[R] anti-R vitriol

Wed Jun 30 13:46:27 CEST 2004

I am curious.  What were the dimensions of this data set?  Did this 
person know use read.table(), or scan().  Did they know about the 
possibility of reading the data one part at a time?

The way that SAS processes the data row by row limits what can be done. 
  It is often possible with scant loss of information, and more 
satisfactory, to work with a subset of the large data set or with 
multiple subsets.  Neither SAS (in my somewhat dated experience of it) 
nor R is entirely satisfactory for this purpose.  But at least in R, 
given a subset that fits so easily into memory that the graphs are not 
masses of black, there are few logistic problems in doing, rapidly and 
interactively, a variety of manipulations and plots, with each new task 
taking advantage of the learning that has gone before.  To do that well 
in the SAS world, it is necessary to use something like JMP or its 
equivalent in one of the newer modules, which process data in a way 
that is not all that different from R.

I have wondered about possibilities for a suite of functions that would 
make it easy to process through R data that is stored in one large data 
set, with a mix of adding a new variable or variables, repeating a 
calculation on successive subsets of the data, producing predictions or 
suchlike for separate subsets, etc. Database connections may be the way 
to go (c.f., the Ripley and Fei Chen paper at ISI 2003), but it might 
also be useful to have a simple set of functions that would handle some 
standard requirements.

John Maindonald.

On 30 Jun 2004, at 8:02 PM, Barry Rowlingson 
<B.Rowlingson at lancaster.ac.uk> wrote:

> A colleague is receiving some data from another person.
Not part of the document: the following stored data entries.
PR #541, opened 2020-12-16
add logger usage and logger tests consistently to services - master

clemensutschig:
@renedupont - can you please check as well, especially the snyk part

### DIFF
--- a/src/org/ods/component/ScanWithSnykStage.groovy
+++ b/src/org/ods/component/ScanWithSnykStage.groovy
@@ -50,7 +50,11 @@ class ScanWithSnykStage extends Stage {
             script.error 'Snyk auth failed'
         }
         if (logger.debugMode) {
-            config.additionalFlags += '-d'
+            if (config.additionalFlags) {
+                config.additionalFlags += '-d'
+            } else {
+                config.additionalFlags = ['-d']
+            }
         }
         logger.info 'Scanning for vulnerabilities with ' +
             "organisation=${config.organisation}, " +
--- a/src/org/ods/component/ScanWithSnykStage.groovy
+++ b/src/org/ods/component/ScanWithSnykStage.groovy
@@ -56,7 +56,8 @@ class ScanWithSnykStage extends Stage {
             "buildFile=${config.buildFile}, " +
             "failOnVulnerabilities=${config.failOnVulnerabilities}, " +
             "severityThreshold=${config.severityThreshold}, " +
-            "additionalFlags=${config.additionalFlags ? config.additionalFlags.toListString() : ''}."
+            "additionalFlags=${config.additionalFlags ? config.additionalFlags.toListString() : ''}." +
+            "${logger.debugMode ? '-d' : ''}"
 
         boolean noVulnerabilitiesFound
 
--- a/src/org/ods/component/ScanWithSnykStage.groovy
+++ b/src/org/ods/component/ScanWithSnykStage.groovy
@@ -49,15 +49,16 @@ class ScanWithSnykStage extends Stage {
         if (!snyk.auth(config.snykAuthenticationCode)) {
             script.error 'Snyk auth failed'
         }
-
+        if (logger.debugMode) {
+            config.additionalFlags += '-d'
+        }
         logger.info 'Scanning for vulnerabilities with ' +
             "organisation=${config.organisation}, " +
             "projectName=${config.projectName}, " +
             "buildFile=${config.buildFile}, " +
             "failOnVulnerabilities=${config.failOnVulnerabilities}, " +
             "severityThreshold=${config.severityThreshold}, " +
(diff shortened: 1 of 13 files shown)


src/org/ods/services/JenkinsService.groovy
```diff
@@ -23,10 +23,9 @@ class JenkinsService {
         }
 
         logger.debug "Collecting (applicable) testresults from location: '${xUnitResultDir}'"
-        def logCommand = logger.debugMode ? '' : 'set +x'
         script.sh(
             script: """
-                ${logCommand}
+                ${logger.shellScriptDebugFlag}
```
michaelsauter, line 28: Hmm, this is a bit confusing for me. Everywhere else, debugging is opt-in, whereas here it is opt-out. Not all places use `${logger.shellScriptDebugFlag}`, so most have `-x` (the Jenkins default), and only the few places here set `+x` when debugging is off.

I guess much more effort would be needed to have this consistent everywhere (e.g. by making `PipelineSteps` aware of this and modifying the passed `script`).

I'd probably leave this like it is unless we go all-in (which I would not do right now).

src/org/ods/services/OpenShiftService.groovy
```diff
@@ -301,7 +301,7 @@ class OpenShiftService {
 
     int startBuild(String project, String name, String dir) {
         steps.sh(
-            script: "oc -n ${project} start-build ${name} --from-dir ${dir}",
+            script: "oc -n ${project} start-build ${name} --from-dir ${dir} ${logger.OCPDebugFlag}",
```
michaelsauter, line 304: Love the addition. As a nitpick, could we use `logger.ocDebugFlag`? I think that would better reflect what the flag is for (the `oc` binary) and avoids `OCPD` all uppercase ;)

src/org/ods/services/SonarQubeService.groovy
```diff
@@ -58,6 +61,7 @@ class SonarQubeService {
             script.sh(
                 label: 'Generate CNES Report',
                 script: """
+                ${logger.OCPDebugFlag}
```
michaelsauter, line 64: This looks odd - is this a mistake?

src/org/ods/component/ScanWithSnykStage.groovy
```diff
@@ -56,7 +56,8 @@ class ScanWithSnykStage extends Stage {
             "buildFile=${config.buildFile}, " +
             "failOnVulnerabilities=${config.failOnVulnerabilities}, " +
             "severityThreshold=${config.severityThreshold}, " +
-            "additionalFlags=${config.additionalFlags ? config.additionalFlags.toListString() : ''}."
+            "additionalFlags=${config.additionalFlags ? config.additionalFlags.toListString() : ''}." +
+            "${logger.debugMode ? '-d' : ''}"
```
michaelsauter, line 60: Personally I think we don't need the extra info about the debug mode here ...

renedupont, line 60: I assume what you actually wanted to have is:

```
        if (logger.debugMode) {
            config.additionalFlags += '-d'
        }

        logger.info 'Scanning for vulnerabilities with ' +
            "organisation=${config.organisation}, " +
            "projectName=${config.projectName}, " +
            "buildFile=${config.buildFile}, " +
            "failOnVulnerabilities=${config.failOnVulnerabilities}, " +
            "severityThreshold=${config.severityThreshold}, " +
            "additionalFlags=${config.additionalFlags ? config.additionalFlags.toListString() : ''}."
```

src/org/ods/services/JenkinsService.groovy
clemensutschig: @michaelsauter  confused... what do you want, or not :)?

src/org/ods/services/OpenShiftService.groovy
clemensutschig: nitpick, thats right ... I'll change that

src/org/ods/services/SonarQubeService.groovy
clemensutschig: ahh. great catch!

src/org/ods/component/ScanWithSnykStage.groovy
clemensutschig: I think it's worthwhile, especially when calling external jars / tools

renedupont: sorry, I just tested it, it needs to be:
```
        if (logger.debugMode) {
            if (config.additionalFlags) {
                config.additionalFlags += '-d'
            } else {
                config.additionalFlags = ['-d']
            }
        }
```

renedupont (approved):
snyk part looks good now

michaelsauter (approved):

PR #544, opened 2020-12-17
Typed Options

### LINKED ISSUE #542: [component pipeline] Improve options handling
Each stage takes a `Map config`, which is used to configure the behaviour of the stage (e.g. on which branches it is executed, or which `dockerDir` to use or similar). A map was chosen initially because it is easy to use from the `Jenkinsfile`, but there are a few downsides related to this:

* Misspelled keys are not detected
* The type of the passed properties is not checked, which can lead to weird errors further down
* The stage class cannot be annotated with `@TypeChecked` because `config` values have type `Object` and `config` is used in so many places that type checking becomes basically impossible
* Modifying the `config` map in the stage has the potentially surprising side-effect that the map passed from the `Jenkinsfile` is altered
* The Antora documentation does not have any information which type each config option has

To fix this, I have the following proposal:

* Create specific "Options" classes for each stage (e.g. `BuildOpenShiftImageOptions.groovy`)
* Instantiate one "Options" object per stage with the `Map config`, e.g. `this.options = new BuildOpenShiftImageOptions(config)`
* Add GroovyDoc comment for each property of the "Options" class

Once this is in place, we can also automatically create the documentation for those options:
* Render GroovyDoc documentation (HTML files) via `./gradlew groovydoc`
* Extract name, type and description of each "Options" class property
* Render Asciidoctor template (`foo.adoc.tmpl`) with the extracted info into the final document (`foo.adoc`)

For the last part, I made a POC:

```go
package main

import (
	"fmt"
	"os"
	"strings"
	"text/template"

	"github.com/PuerkitoBio/goquery"
)

// render-adoc.go extracts information from groovydoc HTML pages, and renders
// the content into Antora templates. This process ensures that the final
// documentation reflects the source code accurately, without manual effort.
//
// Before running "go run render-adoc.go", ensure to run "./gradlew groovydoc".
// This should place HTML documents into "build/docs/groovydoc". From the pages
// describing the "Options" classes, the property information (name, type,
// description) is extracted, and then rendered into the Antora partials.

const (
	groovydocComponentPath = "build/docs/groovydoc/org/ods/component"
	antoraPartialsPath     = "docs/modules/jenkins-shared-library/partials"
)

func main() {
	stages := []string{"BuildOpenShiftImage"}
	for _, stage := range stages {
		renderDocs(stage)
	}
}

func check(e error) {
	if e != nil {
		panic(e)
	}
}

type option struct {
	Name        string
	Type        string
	Description string
}

type docData struct {
	Options []option
}

func extractType(rawType string) string {
	cleanedType := strings.Replace(strings.TrimSpace(rawType), " ", "&nbsp;", -1)
	cleanedType = strings.Replace(cleanedType, "java.util.", "", -1)
	cleanedType = strings.Replace(cleanedType, "java.lang.", "", -1)
	return cleanedType
}

func getOptions(filename string) []option {
	optionsDocFile, err := os.Open(filename)
	check(err)
	optionsDoc, err := goquery.NewDocumentFromReader(optionsDocFile)
	check(err)
	options := []option{}
	optionsDoc.Find("div.details ul.blockListLast").Each(func(i int, s *goquery.Selection) {
		optionType := extractType(s.Find("li.blockList h4").Nodes[0].FirstChild.Data)
		optionName := strings.TrimSpace(s.Find("li.blockList h4 strong").Text())
		optionDesc := strings.TrimSpace(s.Find("p").Text())
		options = append(options, option{Name: optionName, Type: optionType, Description: optionDesc})
	})
	return options
}

func renderTemplate(targetFilename string, data docData) {
	targetFile, err := os.Create(targetFilename)
	check(err)
	tmpl, err := template.ParseFiles(targetFilename + ".tmpl")
	check(err)
	err = tmpl.Execute(targetFile, data)
	check(err)
}

func renderDocs(stageName string) {
	options := getOptions(fmt.Sprintf("%s/Options.html", groovydocComponentPath))
	stageOtions := getOptions(fmt.Sprintf("%s/%sOptions.html", groovydocComponentPath, stageName))
	options = append(options, stageOtions...)
	data := docData{Options: options}
	renderTemplate(
		fmt.Sprintf("%s/odsComponentStage%s.adoc", antoraPartialsPath, stageName),
		data,
	)
}
```

michaelsauter:
Closes #542. Read that issue first to get an idea of the problem this PR solves and the general approach.

Docs can be generated via `make doc`, and GitHub Actions checks whether docs are up-to-date (= generated `.adoc` matches `.groovy` source).

As a result of the typed options (and switching from `def script` to `PipelineSteps steps`), all stages are annotated with `@TypeChecked` now, which should help to reduce errors further.

Some notes:
* During the conversion, I noticed access to the private property `localCheckoutEnabled` on `Context`. I changed that to look at `context.triggeredByOrchestrationPipeline`, which should be equivalent.
* I did not change that the `config` map is still altered in the constructor, maybe we can do that separately in another PR
* The options are ordered alphabetically now. Does this make sense or what you prefer it differently?
* The approach can probably also applied to the `Context` class, but let's take this one step at a time.

This is ready for review, but before merging I still need to do:

- [x] Run `make test-quickstarter` for all quickstarters
- [x] Run tests for upload to nexus / Snyk (maybe adding them to the quickstarter tests somehow?)


renedupont:
Nice! There is one thing I don't understand yet: There are constructor calls like `this.options = new ImportOpenShiftImageOptions(config)` but I couldn't find the constructor code, neither in the specific class nor in the Options class. Is there some implicit magic going on?

henrjk:
Hi @renedupont see https://blog.mrhaki.com/2018/06/groovy-goodness-add-map-constructor.html

henrjk:
Awesome change! LGTM

henrjk (approved):

renedupont (approved):

PR #546, opened 2020-12-17
Include a better filter for the technical specifications

jorge-romero:
When a tech spec does not have software of design specification it is render on the pdf, and if it has any of them, it is displayed on the proper section of the SSDS document

### DIFF
--- a/src/org/ods/orchestration/usecase/LeVADocumentUseCase.groovy
+++ b/src/org/ods/orchestration/usecase/LeVADocumentUseCase.groovy
@@ -834,7 +834,7 @@ class LeVADocumentUseCase extends DocGenUseCase {
 
         def componentsMetadata = SortUtil.sortIssuesByKey(this.computeComponentMetadata(documentType).values())
         def systemDesignSpecifications = this.project.getTechnicalSpecifications()
-            .findAll { it.systemDesignSpec }
+            .findAll { it.systemDesignSpec || !it.softwareDesignSpec }
             .collect { techSpec ->
                 [
                     key        : techSpec.key,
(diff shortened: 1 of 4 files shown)


metmajer:
Nice fix @jorge-romero! I have converted this to a draft until we have a unit test that covers the behavior. Cheers!

src/org/ods/orchestration/usecase/LeVADocumentUseCase.groovy
```diff
@@ -1298,7 +1299,7 @@ class LeVADocumentUseCase extends DocGenUseCase {
             def metadata = repo_.metadata
 
             def sowftwareDesignSpecs = component.getResolvedTechnicalSpecifications()
-                .findAll { it.softwareDesignSpec }
+                .findAll { it.softwareDesignSpec || !it.systemDesignSpec }
```
s2oBCN, line 1302: I think it.softwareDesignSpec is part of  !it.systemDesignSpec

src/org/ods/orchestration/usecase/LeVADocumentUseCase.groovy
```diff
@@ -834,7 +834,7 @@ class LeVADocumentUseCase extends DocGenUseCase {
 
         def componentsMetadata = SortUtil.sortIssuesByKey(this.computeComponentMetadata(documentType).values())
         def systemDesignSpecifications = this.project.getTechnicalSpecifications()
-            .findAll { it.systemDesignSpec }
+            .findAll { it.systemDesignSpec || !it.softwareDesignSpec }
```
s2oBCN, line 837: Do we want to find all that are different than "it.systemDesignSpec"? (because it.softwareDesignSpec != it.systemDesignSpec)
If the return something different than "softwareDesignSpec " then return var name should be different?

jorge-romero: We want that the information of the Tech Specs appear in the document even if they dont have provide data for the soft/system design, so

-  if no information is provided on those fields, the issues are rendered in any section that must appear. In that moment as no extra information in the TechSpec are provided we don't now if that specifies a System or Software Design Spec, but it must be render in the pdf
- if there's information on any or both of the fields, the information is rendered in the proper section:
  There are two sections in the document, in one the System design specs are listed and another where the Software Design Specs are listed
 
In the code we are checking that systemDesignSpec or softwareDesingSpec contains any value

metmajer (approved):

PR #551, opened 2020-12-18
Feature/issue 293

### LINKED ISSUE #293: Retrieve services via context instead of registry?
I was thinking if it would be good to remove the `ServiceRegistry`, and instead add getters to the `Context` to retrieve e.g. the `OpenShiftService`.

Pros:
- No separate registry to deal with. Makes testing a little easier
- Services can be lazy loaded (on first access). This avoids having to create the instances initially, and to do fancy stuff like https://github.com/opendevstack/ods-jenkins-shared-library/blob/master/vars/odsComponentStageScanWithSonar.groovy#L9-L17 to make testing possible
- It would allow Jenkinsfile authors to easily access a properly configured service to use in their own stages

Cons:
- Context gets more methods

@metmajer @clemensutschig @oalyman @renedupont Thoughts on this?

renedupont:
fixes #293 

The idea is to have in each service class a getOrCreate method that is getting called in a getter method in Context.groovy or directly in cases where the context does not yet exist (e.g. in Pipeline.groovy) or is in some way not available.

I did not get rid of the ServiceRegistry because it is still used in the orchestration part and also for the Logger (which we might want to also put into the context?).

btw. sorry, I don't know why github shows some files as completely changed even though that is not true.


s2oBCN:
I think that now we have two ways to get access to the OpenShiftService, one if we don't have the context already created using 
and another from the context (_src/org/ods/orchestration/DeployStage.groovy_):
`def os = ServiceRegistry.instance.get(OpenShiftService)`
and another from the context:
`this.openShift = context.getOpenShiftService()`
This is weird, from my point of view...

Proposal:
Why don't we just call the **getOrCreate** from the same **ServiceRegistry**.  We can use the _Class<T> type_ to know the registry type and then use an enum to centralize the creation of all the services (like https://medium.com/@roanmonteiro/clean-code-with-java-replace-the-logical-condition-using-enum-if-else-statements-898bd6a85327).
This way we will have always the same way of calling a service and in a real lazy way.

renedupont:
interesting idea and pattern, would be really nice to have just this one way of getting or creating the services. I fear the issue with your idea is though that it requires that all getOrCreate implementations have the same argument list, which is (mostly because of BitbucketService) unfortunately not the case.
I'll think about if there is a way to overcome that issue.

s2oBCN:
If you like the idea, later I can give you a schema of the solution, the param is not a problem :)

renedupont:
yes ok, thinking a bit further though I think the real issue is not just the params, but also that these params are only available after the context was assembled, see here: https://github.com/opendevstack/ods-jenkins-shared-library/blob/9c24a89eafecac14eb51c3fbe7ff43c98e7da901/src/org/ods/component/Pipeline.groovy#L70

s2oBCN:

That person 
> reads the data in SAS and it takes 30s and uses 64k RAM. That person 
> then tries to read the data in R and it takes 10 minutes and uses a 
> gigabyte of RAM. Person then goes on to say:
>
>   It's not that I think SAS is such great software,
>   it's not.  But I really hate badly designed
>   software.  R is designed by committee.  Worse,
>   it's designed by a committee of statisticians.
>   They tend to confuse numerical analysis with
>   computer science and don't have any idea about
>   software development at all.  The result is R.
>
>   I do hope [your colleague] won't have to waste time doing
>   [this analysis] in an outdated and poorly designed piece
>   of software like R.
>
> Would any of the "committee" like to respond to this? Or shall we just 
> slap our collective forehead and wonder how someone could get such a 
> view?
>
John Maindonald             email: john.maindonald at anu.edu.au
phone : +61 2 (6125)3473    fax  : +61 2(6125)5549
Centre for Bioinformation Science, Room 1194,
John Dedman Mathematical Sciences Building (Building 27)
Australian National University, Canberra ACT 0200.